- WHAT THE TASK ASKS -
Every line below that mentions the word "extra" should be copied out.

- DATA RECORDS -

PR #1366, opened 2021-11-27
Feat(eos_cli_config_gen): Add additional router_bgp options

### LINKED ISSUE #1289: Feature request: router_bgp allowas-in missing features in eos_cli_config_gen
### Enhancement summary

allowas-in options are missing for router_bgp neighbors, peer-groups, etc

eos_cli_config_gen

### Use case example

```
router bgp 65000
   neighbor test peer group
   neighbor test allowas-in 1
   no neighbor 10.10.10.10 allowas-in 10
```

```yaml
router_bgp:
  peer_groups:
    test:
         allowas_in:  < enabled | disabled | 1-10 | default (enabled) >
  neighbors:
    10.10.10.10:
         allowas_in:  < enabled | disabled | 1-10 | default (enabled) >
```

Do not enable EOS feature parity

### Additional context

_No response_

### Contributing Guide

ccsnw:
## Change Summary

Adding additional options for router_bgp

## Related Issue(s)

Fixes #1289

## Component(s) name

## Proposed changes
Adding support for:
- Explicitly defining: bgp wait-for-convergence
- Explicitly defining: wait-update
- Explicitly defining: bgp distance
- Explicitly defining: bgp maximum-paths
- Extend Maximum Routes with Limit and Warning Only
- Add support for "allowas-in"
- Add support for "no redistribute" in vlans/vlan aware bundles

```
router_bgp:
<snip>
  distance:
    external_routes: < 1-255 >
    internal_routes: < 1-255 >
    local_routes: < 1-255 >
  maximum_paths:
    paths: < 1-600 >
    ecmp: < 1-600 >
  updates:
    wait_for_convergence: < true | false >
    wait_install: < true | false >
<snip>
  peer_groups/neighbors/vrf:
      maximum_routes: < integer >
      maximum_routes_warning_limit: < "<integer>" | "<0-100> percent" >
      maximum_routes_warning_only: < true | false >
      allowas_in:
          enabled: < true | false >
          times: < 1-10 >
<snip>
  vlans/vlanawarebundles:
      no_redistribute_routes:
        - < host-route >
 <snip>
```

## How to test
test using molecule once working again

### User Checklist

- N/A

### Repository Checklist


ansible_collections/arista/avd/roles/eos_cli_config_gen/templates/documentation/router-bgp.j2
```diff
@@ -90,8 +113,8 @@
 
 ### BGP Neighbors
 
-| Neighbor | Remote AS | VRF | Send-community | Maximum-routes |
-| -------- | --------- | --- | -------------- | -------------- |
+| Neighbor | Remote AS | VRF | Send-community | Maximum-routes | Maximum-routes warning only |
```
ClausHolbechArista: Instead of adding this column everywhere, for a config that is not too common, I would suggest to add it to the Maximum-routes column.
Example:
```md
| Maximum-routes |
| 1000 (warning-only, warning-limit 900) |
| 1000000 (warning-limit 90%) |
```

ansible_collections/arista/avd/roles/eos_cli_config_gen/templates/documentation/router-bgp.j2
```diff
@@ -219,31 +250,33 @@
 
 ##### VLAN aware bundles
 
-| VLAN Aware Bundle | Route-Distinguisher | Both Route-Target | Import Route Target | Export Route-Target | Redistribute | VLANs |
-| ----------------- | ------------------- | ----------------- | ------------------- | ------------------- | ------------ | ----- |
+| VLAN Aware Bundle | Route-Distinguisher | Both Route-Target | Import Route Target | Export Route-Target | Redistribute | No Redistribute | VLANs |
```
ClausHolbechArista: Instead of adding another column for a not too common setting, I would suggest to reuse the `Redistribute` column.
Example:
```md
| Redistribute |
| static<br>learned<br>no host-routes |
```
@carlbuchmann what do you think?

ansible_collections/arista/avd/roles/eos_cli_config_gen/README.md
```diff
@@ -2152,6 +2152,16 @@ router_general:
...
   as: < bgp_as >
   router_id: < IPv4_address >
+  distance:
+    external_routes: < 1-255 >
+    internal_routes: < 1-255 >
+    local_routes: < 1-255 >
+  maximum_paths:
+    ec_paths: < 1-600 >
+    ecmp_routes: < 1-600 >
+  updates:
```
ClausHolbechArista, line 2226: I think we should use the singular form like it is in CLI.

ClausHolbechArista (commented):
Please start by taking a look at the extra columns.

ansible_collections/arista/avd/roles/eos_cli_config_gen/README.md
ccsnw: Hi Claus, unfortunately "update" is a reserved keyword.. so can't be used as key (if there is no workaround for that). 

For the paths it is possible to switch to singular.

ansible_collections/arista/avd/molecule/eos_cli_config_gen/inventory/host_vars/router-bgp-base.yml
```diff
@@ -1,12 +1,20 @@
 router_bgp:
   as: 65101
   router_id: 192.168.255.3
+  update:
```
tgodaA: This keyword is not consistent with your jinja template.

ccsnw: Thanks and fixed

ansible_collections/arista/avd/roles/eos_cli_config_gen/README.md
ccsnw: Claus, I've just doublechecked. EOS CLI also says "maximum_path**s**". How about changing to this:

```
maximum_paths:
  ec: < 1-600 >
  ecmp: < 1-600 >
updates:
```

Regarding the key "updates", I'm still unsure. Can it remain plural, as "update" is reserved keyword, or should we rather pick a completely different term?

ansible_collections/arista/avd/roles/eos_cli_config_gen/templates/documentation/router-bgp.j2
ccsnw: changed accordingly

ansible_collections/arista/avd/roles/eos_cli_config_gen/README.md
tgodaA: I have a hack. We can use ```update``` knob but while retrieving data we should not use ```.``` method (like router_bgp.update) but retrieve data by router_bgp['update']. I know this against our rules but this works and we avoid plural form.

tgodaA:
Hi Nico, please check your PR, Repository Checklist. You have uploaded all of the artifacts but didn't check the Molecule artifacts checkbox.

ansible_collections/arista/avd/roles/eos_cli_config_gen/README.md
```diff
@@ -2226,6 +2236,12 @@ router_bgp:
       password: "< encrypted_password >"
       send_community: < standard | extended | large | all >
       maximum_routes: < integer >
+      maximum_routes_warning_limit: < integer >
```
tgodaA: This model is too static. What we can do was:

maximum_routes_warning_limit: < < integer > | < percent > "percent" >
Let the user specify this as either 10 or 10 percent. This way we can eliminate the knob ```maximum_routes_warning_limit_percent```. Also if there is any future update to specify different format that can also be supported.

Same for the below config.

ansible_collections/arista/avd/roles/eos_cli_config_gen/README.md
```diff
@@ -2226,6 +2236,12 @@ router_bgp:
...
+      maximum_routes_warning_limit_percent: < true | false >
+      maximum_routes_warning_only: < true | false >
+      allowas_in:
```
tgodaA, line 2242: Make this knob ```allow_as_in``` for easy to understand.

ansible_collections/arista/avd/roles/eos_cli_config_gen/README.md
```diff
@@ -2226,6 +2236,12 @@ router_bgp:
...
+          enabled: < true | false >
+          allow_local_asn_n_times: < 1-10 >
```
tgodaA: Can you make this ```allowed_local_asns``` or please wait for others to comment.

ansible_collections/arista/avd/roles/eos_cli_config_gen/README.md
ClausHolbechArista: Since this will cause all kinds of issues in templates or inline jinja, we should just keep the "updates" as it is now.

ansible_collections/arista/avd/roles/eos_cli_config_gen/README.md
ClausHolbechArista: We already had many goes at this key name. I'm not sure your's is more precise than the one in the PR. I also tried a few in the issue discussion, but never found a good one.

ansible_collections/arista/avd/roles/eos_cli_config_gen/README.md
ClausHolbechArista: So the proposal is to change to a string: `< "<integer>" | "<0-100> percent" >`.

ansible_collections/arista/avd/molecule/eos_cli_config_gen/intended/configs/router-bgp-base.cfg
```diff
@@ -13,11 +13,14 @@ interface Management1
    ip address 10.73.255.122/24
 !
 router bgp 65101
-   no bgp default ipv4-unicast
```
ClausHolbechArista, line 16: Why is this line getting removed?

ansible_collections/arista/avd/roles/eos_cli_config_gen/README.md
ccsnw: It's tricky, if the goal is to make the key shorter, we could to something like

```
allowas_in:
  times: < 1-10 >
```

reads like: 

```
allow(local)as in < 1-10> times
```

Somehow I don't like to have "local asn**s**"(with plural s), because there is only one local ASN from the logical point of view.. it's just repeated n-times.

What do you think?

ansible_collections/arista/avd/roles/eos_cli_config_gen/README.md
ccsnw: My goal was to follow the CLI as much as possible,  so either allow the value in percent or integer. In order to not mix types in the value (integer | string) I've introduced the key 

```
maximum_routes_warning_limit_percent: < true | false >
```

would it make sense to convert this into something like 

```
maximum_routes_warning_limit_unit: < percent | integer >
```

This would also allow for different units if they get introduced in the future. Or is it better to just take an arbitrary string like proposed?

ansible_collections/arista/avd/roles/eos_cli_config_gen/README.md
ccsnw: @tgodaA yup, using bracket notation was mentioned in the Ansible doc as well. Thinks its better to adjust the key though, otherwise there is bracket notation just for this case and nobody will remember why in like 3 months :-D

ansible_collections/arista/avd/molecule/eos_cli_config_gen/intended/configs/router-bgp-base.cfg
ccsnw: Hi Claus,

I don't think it's removed, just the order changes slightly:

```
router bgp 65101
   router-id 192.168.255.3
   distance bgp 20 200 200
   maximum-paths 32 ecmp 32
   update wait-for-convergence
   update wait-install
   **no bgp default ipv4-unicast**
   graceful-restart restart-time 300
   graceful-restart
```

due to how I arranged it.

In the current code, most of these commands are kept under a single key:

```
  bgp_defaults:
    - no bgp default ipv4-unicast
    - distance bgp 20 200 200
    - graceful-restart restart-time 300
    - graceful-restart
    - maximum-paths 2 ecmp 2
 ```

and I've removed a couple of them and defined them explicitly instead, so they appear on top now..

Comment (ccsnw) [reply ansible_collections/arista/avd/molecule/eos_cli_config_gen/intended/configs/router-bgp-base.cfg:16]: can we keep it like that, or do I need to adjust the order?

File: ansible_collections/arista/avd/roles/eos_cli_config_gen/README.md (hunk 7 above)
Comment (tgodaA) [reply ansible_collections/arista/avd/roles/eos_cli_config_gen/README.md]: Yeah, looks good to me. Either ```times``` or may be ```repeat``` works for me.

**Comment by ccsnw** [comment]
> Hi Nico, please check your PR, Repository Checklist. You have uploaded all of the artifacts but didn't check the Molecule artifacts checkbox.

Done Tony, had this PR as draft without the artifcats and forgot to check the box after changing the PRs state

File: ansible_collections/arista/avd/roles/eos_cli_config_gen/README.md (hunk 7 above)
Comment (ccsnw) [reply ansible_collections/arista/avd/roles/eos_cli_config_gen/README.md]: changed to:

```
      allowas_in:
          enabled: < true | false >
          times: < 1-10 >
```

File: ansible_collections/arista/avd/roles/eos_cli_config_gen/README.md (hunk 5 above)
Comment (ccsnw) [reply ansible_collections/arista/avd/roles/eos_cli_config_gen/README.md]: Changed model to:

```
      maximum_routes: < integer >
      maximum_routes_warning_limit: < "<integer>" | "<0-100> percent" >
      maximum_routes_warning_only: < true | false >
```

If new formats get added, we'll just have to update the documentation accordingly, like Tony mentioned.

File: ansible_collections/arista/avd/molecule/eos_cli_config_gen/intended/configs/router-bgp-base.cfg (hunk 8 above)
Comment (ClausHolbechArista) [reply ansible_collections/arista/avd/molecule/eos_cli_config_gen/intended/configs/router-bgp-base.cfg:16]: My bad, I missed it.

File: ansible_collections/arista/avd/roles/eos_cli_config_gen/README.md [hunk 9]
```diff
@@ -2205,6 +2205,16 @@ router_general:
 router_bgp:
   as: < bgp_as >
   router_id: < IPv4_address >
+  distance:
+    external_routes: < 1-255 >
+    internal_routes: < 1-255 >
+    local_routes: < 1-255 >
+  maximum_paths:
+    ec: < 1-600 >
```
ClausHolbechArista: This key should be named `paths`. Sorry for not catching this earlier.

ansible_collections/arista/avd/roles/eos_cli_config_gen/README.md
```diff
@@ -2227,6 +2237,11 @@ router_bgp:
       password: "< encrypted_password >"
       send_community: < standard | extended | large | all >
       maximum_routes: < integer >
+      maximum_routes_warning_limit: < "<integer>" | "<0-100> percent" >
+      maximum_routes_warning_only: < true | false >
+      allowas_in:
+          enabled: < true | false >
```
ClausHolbechArista: We should only do two spaces indentation here.

ansible_collections/arista/avd/roles/eos_cli_config_gen/README.md
```diff
@@ -2471,6 +2496,12 @@ router_bgp:
           timers: < keepalive_hold_timer_values >
           send_community: < standard | extended | large | all >
           maximum_routes: < integer >
+          maximum_routes_warning_limit: < integer >
+          maximum_routes_warning_limit_percent: < true | false >
+          maximum_routes_warning_only: < true | false >
+          allowas_in:
+            enabled: < true | false >
+            allow_local_asn_n_times: < 1-10 >
```
ClausHolbechArista: Change to `times` like the others.

ansible_collections/arista/avd/roles/eos_cli_config_gen/README.md
```diff
@@ -2252,6 +2267,12 @@ router_bgp:
       route_map_out: < outbound route-map >
       send_community: < all | extended | large | standard >
       maximum_routes: < integer >
+      maximum_routes_warning_limit: < integer >
```
ClausHolbechArista: Missing the last update with string value and remove the percent key.

ansible_collections/arista/avd/roles/eos_cli_config_gen/README.md
```diff
@@ -2471,6 +2496,12 @@ router_bgp:
           timers: < keepalive_hold_timer_values >
           send_community: < standard | extended | large | all >
           maximum_routes: < integer >
+          maximum_routes_warning_limit: < integer >
```
ClausHolbechArista: Missing the last update with string value and remove the percent key.

ClausHolbechArista (changes requested):
A few more requests. The downside of putting this many knobs into the same PR.

ccsnw:
> A few more requests. The downside of putting this many knobs into the same PR.

don't worry. I'm the dumbass for not paying more attention on the update.. -.- sometimes you gotta learn the hard way.

ClausHolbechArista (dismissed):
LGTM

ansible_collections/arista/avd/roles/eos_cli_config_gen/templates/eos/router-bgp.j2
```diff
@@ -131,7 +165,21 @@ router bgp {{ router_bgp.as }}
...
+{%                 set maximum_routes_cli = maximum_routes_cli ~ " warning-only" %}
+{%             endif %}
+   {{ maximum_routes_cli }}
+{%         endif %}
+{%         if router_bgp.neighbors[neighbor].allowas_in.enabled is arista.avd.defined(true) %}
+{%             set allowas_in_cli = "neighbor " ~ neighbor ~ " allowas-in" %}
+{%             if router_bgp.neighbors[neighbor].allowas_in.times is arista.avd.defined %}
+{%                 set allowas_in_cli = allowas_in_cli ~ " " ~ router_bgp.neighbors[neighbor].allowas_in.times %}
+{%             endif %}
+   {{ allowas_in_cli }}
```
xaviramon, line 182: There is no documentation for the allowas-in knob. I think we should include it in the section "BGP tunning" or the peer-group.

ccsnw: Hmm don't think the tuning table would be the proper place. 
Under neighbors or the Peer group would make more sense to me.
Question is if the setting is that common, you'd in any case see it via the embedded config snippet..

ansible_collections/arista/avd/roles/eos_cli_config_gen/templates/documentation/router-bgp.j2
```diff
@@ -72,6 +92,20 @@
...
+{%                     if router_bgp.peer_groups[peer_group].maximum_routes_warning_limit is arista.avd.defined %}
+{%                         set value = value ~ "warning-limit " ~ router_bgp.peer_groups[peer_group].maximum_routes_warning_limit %}
+{%                         if router_bgp.peer_groups[peer_group].maximum_routes_warning_only is arista.avd.defined(true) %}
+{%                             set value = value ~ ", " %}
+{%                         else %}
+{%                             set value = value ~ ")" %}
+{%                         endif %}
+{%                     endif %}
+{%                     if router_bgp.peer_groups[peer_group].maximum_routes_warning_only is arista.avd.defined(true) %}
+{%                         set value = value ~ "warning-only)"%}
```
tgodaA: Missing space before ```%}```

ansible_collections/arista/avd/roles/eos_cli_config_gen/templates/documentation/router-bgp.j2
```diff
@@ -112,7 +146,28 @@
...
+{%                     if router_bgp.neighbors[neighbor].maximum_routes_warning_limit is arista.avd.defined %}
+{%                         set value = value ~ "warning-limit " ~ router_bgp.neighbors[neighbor].maximum_routes_warning_limit %}
+{%                         if router_bgp.neighbors[neighbor].maximum_routes_warning_only is arista.avd.defined(true) %}
+{%                             set value = value ~ ", " %}
+{%                         else %}
+{%                             set value = value ~ ")" %}
+{%                         endif %}
+{%                     endif %}
+{%                     if router_bgp.neighbors[neighbor].maximum_routes_warning_only is arista.avd.defined(true) %}
+{%                         set value = value ~ "warning-only)"%}
```
tgodaA: Missing space before ```%}```

ansible_collections/arista/avd/roles/eos_cli_config_gen/templates/documentation/router-bgp.j2
```diff
@@ -133,7 +188,28 @@
...
+{%                             if router_bgp.vrfs[vrf].neighbors[neighbor].maximum_routes_warning_limit is arista.avd.defined %}
+{%                                 set value = value ~ "warning-limit " ~ router_bgp.vrfs[vrf].neighbors[neighbor].maximum_routes_warning_limit %}
+{%                                 if router_bgp.vrfs[vrf].neighbors[neighbor].maximum_routes_warning_only is arista.avd.defined(true) %}
+{%                                     set value = value ~ ", " %}
+{%                                 else %}
+{%                                     set value = value ~ ")" %}
+{%                                 endif %}
+{%                             endif %}
+{%                             if router_bgp.vrfs[vrf].neighbors[neighbor].maximum_routes_warning_only is arista.avd.defined(true) %}
+{%                                 set value = value ~ "warning-only)"%}
```
tgodaA: Missing space before ```%}```

ansible_collections/arista/avd/roles/eos_cli_config_gen/templates/eos/router-bgp.j2
```diff
@@ -614,7 +668,21 @@ router bgp {{ router_bgp.as }}
       neighbor {{ neighbor }} send-community {{ router_bgp.vrfs[vrf].neighbors[neighbor].send_community }}
 {%             endif %}
 {%             if router_bgp.vrfs[vrf].neighbors[neighbor].maximum_routes is arista.avd.defined %}
-      neighbor {{ neighbor }} maximum-routes {{ router_bgp.vrfs[vrf].neighbors[neighbor].maximum_routes }}
+{%             set maximum_routes_cli = "neighbor " ~ neighbor ~ " maximum-routes " ~ router_bgp.vrfs[vrf].neighbors[neighbor].maximum_routes %}
```
tgodaA: Bad indentation lines 670 to 679. Missing 4 spaces (lines 671-677)

ansible_collections/arista/avd/roles/eos_cli_config_gen/templates/documentation/router-bgp.j2
```diff
@@ -311,8 +389,10 @@
...
 {%                 endfor %}
 {%             endif %}
-{%             set redistribute = router_bgp.vlans[vlan].redistribute_routes | arista.avd.default("-") %}
-| {{ vlan }} | {{ route_distinguisher }} | {{ both_route_target | arista.avd.default(["-"]) | join("<br>") }} | {{ import_route_target | arista.avd.default(["-"]) | join("<br>") }} | {{ export_route_target | arista.avd.default(["-"]) |  join("<br>") }} | {{ redistribute | join("<br>") }} |
+{%             set redistribute_route = router_bgp.vlans[vlan].redistribute_routes | arista.avd.default("") | list %}
+{%             set no_redistribute_route = router_bgp.vlans[vlan].no_redistribute_routes | arista.avd.default("") | map("replace","","no ",1) | list %}
+{%             set redistribution = redistribute_route + no_redistribute_route %}
+| {{ vlan }} | {{ route_distinguisher }} | {{ both_route_target | arista.avd.default(["-"]) | join("<br>") }} | {{ import_route_target | arista.avd.default(["-"]) | join("<br>") }} | {{ export_route_target | arista.avd.default(["-"]) |  join("<br>") }} | {{ redistribution | join("<br>") | arista.avd.default("-") }} |
```
tgodaA: One minor correction:

Remove double space before join ```{{ export_route_target | arista.avd.default(["-"]) |  join("<br>") }}```

This might affect all other artifact scenarios.

tgodaA:
Rest of it LGTM! Will approve once you solve those jinja lint errors.

ccsnw:
> Rest of it LGTM! Will approve once you solve those jinja lint errors.

Can I setup a linter to catch these style errors automatically? If so do you have a config for one thats compliant with the rules here? Might make sense to share this via the webpage, or?

ansible_collections/arista/avd/roles/eos_cli_config_gen/templates/documentation/router-bgp.j2
ccsnw: will do, but think this came in from the previous PR

ansible_collections/arista/avd/roles/eos_cli_config_gen/templates/eos/router-bgp.j2
xaviramon: I agree we don't need to document everything in the tables and the configuration is in the snipped. However, in this case, as we are modifying the BGP best path selection algorithm, I believe it is important to add it specifically in the documentation so it is clearly stated.

ccsnw: Xavi, adding it to the peer groups like this would make sense I think:

```
| Settings | Value |
| Allowas-in | n |
```

It would also be possible in the neighbors table, as a new column:

```
| Neighbor | Remote AS | VRF | Send-community | Maximum-routes | Allowas-in |
```

I dont see it fit in any of the existing columns..

@ClausHolbechArista @tgodaA whats your view on this?

tgodaA:
Yeah, we do have linter available for VS code. But I am checking it manually though. This is the page for coding style: https://avd.sh/en/releases-v3.x.x/docs/contribution/style-guide.html

ansible_collections/arista/avd/molecule/eos_cli_config_gen/documentation/devices/router-bgp-base.md
```diff
@@ -88,16 +88,18 @@ interface Management1
 
 | BGP AS | Router ID |
 | ------ | --------- |
-| 65101|  - |
+| 65101|  192.168.255.3 |
```
tgodaA, line 91: You fixed this extra space in the last commit. But might have forgot to update the artifacts.

ccsnw: Tony, this is not coming from my code. Its from here:

```
| BGP AS | Router ID |
| ------ | --------- |
| {{ router_bgp.as }}|  {{ router_bgp.router_id | arista.avd.default('-') }} |
{%     if router_bgp.bgp_cluster_id is arista.avd.defined %}
```

tgodaA: Got you. Thank you! My bad I was confused, how did the CI test pass.

ansible_collections/arista/avd/roles/eos_cli_config_gen/templates/eos/router-bgp.j2
tgodaA: You can add this to neighbors table. Allowas-in with values like Allowed, Allowed 5 times, '-'

I don't have much idea about this but neighbor table looks good to me.

ccsnw: @tgodaA Will add it for peer-groups and neighbors

tgodaA (approved):
LGTM!

xaviramon (approved):
LGTM!
Nice one! A lot of different cases to consider!

ClausHolbechArista (approved):
LGTM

- RESPONSE -
Please start by taking a look at the extra columns.
tgodaA, line 91: You fixed this extra space in the last commit. But might have forgot to update the artifacts.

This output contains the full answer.